Serializing is also not an option, as order of serialization is "random".

Machavity
  • 30,841
  • 27
  • 92
  • 100
SoniEx2
  • 1,864
  • 3
  • 27
  • 40
  • What is the question here exactly? Do those work? Do they fail on certain cases? I'm also not sure I fully understand what you want exactly. You want to be able to compare two arbitrary tables to one another? The difficulty there is going to be in insuring that you exhaust the keys in the tables on both sides I would think. – Etan Reisner Sep 18 '14 at 23:03
  • @EtanReisner I don't have an easy way to test if they work, other than prettyprinting the input and output and then manually comparing them. If I had an automated way to test it, (aka, deep-compare it) I wouldn't have to spend my time manually checking if it works correctly... It would also be useful for a testsuite... – SoniEx2 Sep 19 '14 at 00:08
  • Are you trying to compare tables as keys by value or by contents? What about functions (as either keys or values)? What about C functions (same)? What about userdata (same)? – Etan Reisner Sep 19 '14 at 00:29
  • @EtanReisner My functions only copy tables (so far), so everything else you can just == or rawequals(). My main problem is things like `{[{}] = {}}`. – SoniEx2 Sep 19 '14 at 02:04
  • Right. You need to define what "equality" means for that scenario before you can solve the problem. Are all empty tables "equal"? That might be reasonable except it doesn't help you when you need to to lookups in the copy table from an item in the original table. – Etan Reisner Sep 19 '14 at 02:19
  • @EtanReisner Yes it should consider {} == {}. (It should also handle recursion but I expected that to be implied on my original message) – SoniEx2 Sep 19 '14 at 12:03
  • How do you propose to copy and then test for equality a table like this? `{[{}] = {"foo", bar"}, [{}] = {"baz", "quux"}}` Just at a procedural level. – Etan Reisner Sep 19 '14 at 13:34
  • @EtanReisner To copy you already have the algorithm (actually you have multiple algorithms), to compare, it would compare the keys and values. At first it might see that the key for `o1[{}]={"foo","bar"}` is the same as `o2[{}]={"baz","quux"}`, but then it should compare the value, and it'll see that `{"foo","bar"}` isn't the same as `{"baz","quux"}`. If you have multiple `[{}]={}` entries, it should compare and track them until it finds that both tables have an equal number of `[{}]={}` entries, then return `true` (or `false` if they don't). – SoniEx2 Sep 19 '14 at 14:57
  • That's profoundly expensive in the general case, you realize that, right? It can certainly be done but requires keeping an enormous amount of state. Because you can't ever clean that up since a table can appear at more than one key location. – Etan Reisner Sep 19 '14 at 15:02
  • Check solution here: https://stackoverflow.com/a/32660766/2336707 – Zachary Feb 15 '23 at 12:24

2 Answers2

5

As others said, that depends a lot on your definition of equivalence. If you want this to be true:

local t1 = {[{}] = {1}, [{}] = {2}}
local t2 = {[{}] = {1}, [{}] = {2}}
assert( table_eq(t1, t2) )

If you do, then each time the key in t1 is a table, you'll have to check its equivalence with every table key in t2 and try them one by one. This is a way to do it (metatable stuff left out for readability).

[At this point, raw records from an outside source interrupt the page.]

PR #26737, opened 2026-03-16
builtin: call the C function wrappers instead of the C functions directly

kimshrier:
builtin/array.v and builtin/map.v were calling C functions directly from a .v file which is now not allowed.

This converts those calls to using the wrapper functions in builtin/cfns_wrapper.c.v.


tankf33der:
@kimshrier - this code works on `master`. What happened and what didn't work that made you come up with creating this PR?

```v
fn main() {
	mut a := []int{len: 8,init: index}
	a[2] = 100

	b := a.sorted_with_compare(|x, y| *x - *y)
	println(b)
}
```

JalonSolov:
V has a special check for `C.` routines in plain `.v` files.  Those files either have to be renamed to `.c.v`, or V equivalent routines/wrappers need to replace the `C.` routines.

The plan has been to make including `C.` stuff in plain `.v` files an error.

function table_eq(table1, table2)
   local avoid_loops = {}
   local function recurse(t1, t2)
      -- compare value types
      if type(t1) ~= type(t2) then return false end
      -- Base case: compare simple values
      if type(t1) ~= "table" then return t1 == t2 end
      -- Now, on to tables.
      -- First, let's avoid looping forever.
      if avoid_loops[t1] then return avoid_loops[t1] == t2 end
      avoid_loops[t1] = t2
      -- Copy keys from t2
      local t2keys = {}
      local t2tablekeys = {}
      for k, _ in pairs(t2) do
         if type(k) == "table" then table.insert(t2tablekeys, k) end
         t2keys[k] = true
      end
      -- Let's iterate keys from t1
      for k1, v1 in pairs(t1) do
         local v2 = t2[k1]
         if type(k1) == "table" then
            -- if key is a table, we need to find an equivalent one.
            local ok = false
            for i, tk in ipairs(t2tablekeys) do
               if table_eq(k1, tk) and recurse(v1, t2[tk]) then
                  table.remove(t2tablekeys, i)
                  t2keys[tk] = nil
                  ok = true
                  break
               end
            end
            if not ok then return false end
         else
            -- t1 has a key which t2 doesn't have, fail.
            if v2 == nil then return false end
            t2keys[k1] = nil
            if not recurse(v1, v2) then return false end
         end
      end
      -- if t2 has a key which t1 doesn't have, fail.
      if next(t2keys) then return false end
      return true
   end
   return recurse(table1, table2)
end

assert( table_eq({}, {}) )
assert( table_eq({1,2,3}, {1,2,3}) )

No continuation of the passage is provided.